There were smaller prediction errors when using the COPS2. In addition, the COPS2 had several other advantages in this study: It is based on 12 months of data, it is more granular, and it is now generated monthly on all KP adults in California.
An unexpected finding in this study was that nonsurgical admissions through the emergency department had significantly less HAPI risk over time when compared with other admission categories.
This category includes example diagnoses of pneumonia, chest pain, congestive heart failure, and unspecified septicemia. We can speculate that surgical patients may have a higher risk because of immobility before and after surgery or from the length of time in the operating room for the surgical procedure.
Further research is needed. For the application of study findings at the clinical level, results could lead to EMR-based systems that prompt healthcare providers to consider the combined effects of age, type of admission, severity-of-illness scores LAPS2 , and comorbidity burden COPS2 —in addition to low Braden Scale scores at the time of admission—to identify patients at a high HAPI risk.

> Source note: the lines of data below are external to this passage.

PR #6209, opened 2026-06-22
perf: defer and deprioritize Lingo Wave 2 cross-site index fetches

mokimo:
### Description

On Lingo-active pages (e.g. \`/fr/creativecloud\`), \`lingo-site-mapping.json\` (0.9 KB) resolves in ~70 ms and immediately triggers 6 cross-site query-index fetches (Wave 2) while Wave 1's 45 KB + 26 KB primary/base indexes are still mid-download. On a 4G connection this bandwidth race delays Wave 1 completion by ~220 ms, pushing back the LCP image fetch start by the same amount.

**Three changes in `utils.js`:**

**1. `fetchOptions` param on `processQueryIndexMap`**
Adds an optional `fetchOptions = {}` argument passed straight to `fetch()`, so call-sites can independently control priority.

**2. `priority: 'low'` on lingo-site-mapping fetch**
The site-mapping file has no LCP dependency — it only triggers cross-site index discovery. Deprioritising it frees bandwidth for LCP-critical hero CSS/JS during the most sensitive render window.

**3. Await Wave 1 before firing Wave 2**
Inside the `lingoSiteMapping` IIFE, added:
```js
await Promise.all(
  [queryIndexes[siteId]?.pathsRequest, baseQueryIndex?.pathsRequest].filter(Boolean),
);
```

One important implication of our work is that our approach could be extended to other areas. Another recommendation is to explore the predictive capability of the Braden Scale total score and subscales with respect to outcomes such as mortality and length of stay. Collaborative studies regarding careful examination of the process of care at hospitals with high and low adjusted HAPI rates could yield new insights.
There are limitations to the analyses.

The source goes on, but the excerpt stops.